→ PROVIDED MATERIAL

PR #5122, opened 2021-09-01
fix(shipyard-controller): Remove log noise in sequence migrator (#5096)

### LINKED ISSUE #5096: Exclude events from sequence migration that usually don't have a stage
At the moment the shipyard-controller throws some errors at startup during the sequence migration if an event does not contain a stage.
`msg="could not migrate sequence with shkeptncontext 6173b673-c701-4c21-bfa9-ee1a9f3702c0" error="could not determine scope of task sequence: event does not contain a stage"`
There are some events like `sh.keptn.event.service.delete.finished` or `sh.keptn.event.service.delete.started` that don't have a stage and therefore they should be excluded and they should not raise any errors.

## Definition of Done
- [ ] Identify all events that will never have a stage
- [ ] The shipyard-controller does not raise any errors if events like `service.deleted` don't have a stage

bacherfl:
Closes #5096

### DIFF
--- a/shipyard-controller/handler/sequence_migrator.go
+++ b/shipyard-controller/handler/sequence_migrator.go
@@ -47,7 +47,8 @@ func (sm *SequenceMigrator) MigrateSequences() {
 	for _, project := range projects {
 		// migrate sequences of projects in parallel
 		log.Infof("migrating sequences of project %s", project.ProjectName)
-		go sm.migrateSequencesOfProject(project.ProjectName, wg)
+		sm.migrateSequencesOfProject(project.ProjectName, wg)
+		log.Infof("finished migration of sequences of project %s", project.ProjectName)
 	}
 	wg.Wait()
 }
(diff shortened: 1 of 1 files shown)


shipyard-controller/handler/sequence_migrator.go
```diff
@@ -56,7 +57,6 @@ func (sm *SequenceMigrator) migrateSequencesOfProject(projectName string, wg *sy
 	pageSize := int64(50)
 
 	for {
```
agrimmer, line 59: Can you please explain why this does not produce an endless loop? 
I cannot see how the `NextPageKey` is used?

bacherfl: right, I have fixed that now

agrimmer: Thank you!

thisthat (approved):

→ DESCRIPTION OF THE TASK
What's wanted is a faithful copy of each entry above.

→ RESULT OF THIS TASK
PR #5122, opened 2021-09-01
fix(shipyard-controller): Remove log noise in sequence migrator (#5096)

### LINKED ISSUE #5096: Exclude events from sequence migration that usually don't have a stage
At the moment the shipyard-controller throws some errors at startup during the sequence migration if an event does not contain a stage.
`msg="could not migrate sequence with shkeptncontext 6173b673-c701-4c21-bfa9-ee1a9f3702c0" error="could not determine scope of task sequence: event does not contain a stage"`
There are some events like `sh.keptn.event.service.delete.finished` or `sh.keptn.event.service.delete.started` that don't have a stage and therefore they should be excluded and they should not raise any errors.

## Definition of Done
- [ ] Identify all events that will never have a stage
- [ ] The shipyard-controller does not raise any errors if events like `service.deleted` don't have a stage

bacherfl:
Closes #5096

### DIFF
--- a/shipyard-controller/handler/sequence_migrator.go
+++ b/shipyard-controller/handler/sequence_migrator.go
@@ -47,7 +47,8 @@ func (sm *SequenceMigrator) MigrateSequences() {
 	for _, project := range projects {
 		// migrate sequences of projects in parallel
 		log.Infof("migrating sequences of project %s", project.ProjectName)
-		go sm.migrateSequencesOfProject(project.ProjectName, wg)
+		sm.migrateSequencesOfProject(project.ProjectName, wg)
+		log.Infof("finished migration of sequences of project %s", project.ProjectName)
 	}
 	wg.Wait()
 }
(diff shortened: 1 of 1 files shown)


shipyard-controller/handler/sequence_migrator.go
```diff
@@ -56,7 +57,6 @@ func (sm *SequenceMigrator) migrateSequencesOfProject(projectName string, wg *sy
 	pageSize := int64(50)
 
 	for {
```
agrimmer, line 59: Can you please explain why this does not produce an endless loop? 
I cannot see how the `NextPageKey` is used?

bacherfl: right, I have fixed that now

agrimmer: Thank you!

thisthat (approved):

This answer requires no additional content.